** Opening The data block **

PR #2269, opened 2025-06-25
Add option in emulator to use MCU Recovery Interface

mlvisaya:
Added an option in emulator to use MCU I3C Recovery Interface instead of
the local recovery interface in Caliptra emulator.

This allows the MCU to have better synchronization with the Caliptra
Recovery flow. MCU has synchronous access to the I3C Recovery Interface,
Caliptra uses DMA to asynchronously access Recovery Interface. If MCU is
using the Caliptra Recovery Interface, this synchronous access is not
possible.

For AXI streaming boot, MCU also needs to have better control on the
FIFO data going to the Recovery Interface.

If Caliptra is using the MCU Recovery Interface, register reads/writes
to the recovery registers will send memory reads/writes events to the
MCU. MCU will respond back with the corresponding events.

### DIFF
--- a/Cargo.lock
+++ b/Cargo.lock
@@ -39,9 +39,9 @@ dependencies = [
 
 [[package]]
 name = "aho-corasick"
-version = "1.1.2"
+version = "1.1.3"
 source = "registry+https://github.com/rust-lang/crates.io-index"
-checksum = "b2969dcb958b36655471fc61f7e416fa76033bdd4bfed0678d8fee1e2d07a1f0"
+checksum = "8e60d3430d3a69478ad0993f19238d2df97c507009a52b3c10addcd7f6bcb916"
 dependencies = [
  "memchr",
 ]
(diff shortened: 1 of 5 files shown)


swenson (commented):
Ideally we would have tests for this in the emulator DMA file.

Also, have you checked this out locally and done any tests with `caliptra-mcu-sw`?

mlvisaya:
> Ideally we would have tests for this in the emulator DMA file.
> 
> Also, have you checked this out locally and done any tests with `caliptra-mcu-sw`?

Hey Chris, yes I did test it with the MCU changes: https://github.com/chipsalliance/caliptra-mcu-sw/pull/243
I can't create a new unit test for this in the Caliptra core, because it would need MCU to respond to the events.
By default, it would still use recovery interface in the Caliptra core. MCU will need to supply the use_mcu_recovery_interface to true  in the CaliptraRootBusArgs to allow Caliptra to use MCU's recovery interface.
I have unit tests in MCU to verify this flow.

swenson (approved):
LGTM

swenson (approved):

** Closing The data block **

Work to complete: Nothing in the records should be left out; write all of them out again exactly.

Answer box:
PR #2269, opened 2025-06-25
Add option in emulator to use MCU Recovery Interface

mlvisaya:
Added an option in emulator to use MCU I3C Recovery Interface instead of
the local recovery interface in Caliptra emulator.

This allows the MCU to have better synchronization with the Caliptra
Recovery flow. MCU has synchronous access to the I3C Recovery Interface,
Caliptra uses DMA to asynchronously access Recovery Interface. If MCU is
using the Caliptra Recovery Interface, this synchronous access is not
possible.

For AXI streaming boot, MCU also needs to have better control on the
FIFO data going to the Recovery Interface.

If Caliptra is using the MCU Recovery Interface, register reads/writes
to the recovery registers will send memory reads/writes events to the
MCU. MCU will respond back with the corresponding events.

### DIFF
--- a/Cargo.lock
+++ b/Cargo.lock
@@ -39,9 +39,9 @@ dependencies = [
 
 [[package]]
 name = "aho-corasick"
-version = "1.1.2"
+version = "1.1.3"
 source = "registry+https://github.com/rust-lang/crates.io-index"
-checksum = "b2969dcb958b36655471fc61f7e416fa76033bdd4bfed0678d8fee1e2d07a1f0"
+checksum = "8e60d3430d3a69478ad0993f19238d2df97c507009a52b3c10addcd7f6bcb916"
 dependencies = [
  "memchr",
 ]
(diff shortened: 1 of 5 files shown)


swenson (commented):
Ideally we would have tests for this in the emulator DMA file.

Also, have you checked this out locally and done any tests with `caliptra-mcu-sw`?

mlvisaya:
> Ideally we would have tests for this in the emulator DMA file.
> 
> Also, have you checked this out locally and done any tests with `caliptra-mcu-sw`?

Hey Chris, yes I did test it with the MCU changes: https://github.com/chipsalliance/caliptra-mcu-sw/pull/243
I can't create a new unit test for this in the Caliptra core, because it would need MCU to respond to the events.
By default, it would still use recovery interface in the Caliptra core. MCU will need to supply the use_mcu_recovery_interface to true  in the CaliptraRootBusArgs to allow Caliptra to use MCU's recovery interface.
I have unit tests in MCU to verify this flow.

swenson (approved):
LGTM

swenson (approved):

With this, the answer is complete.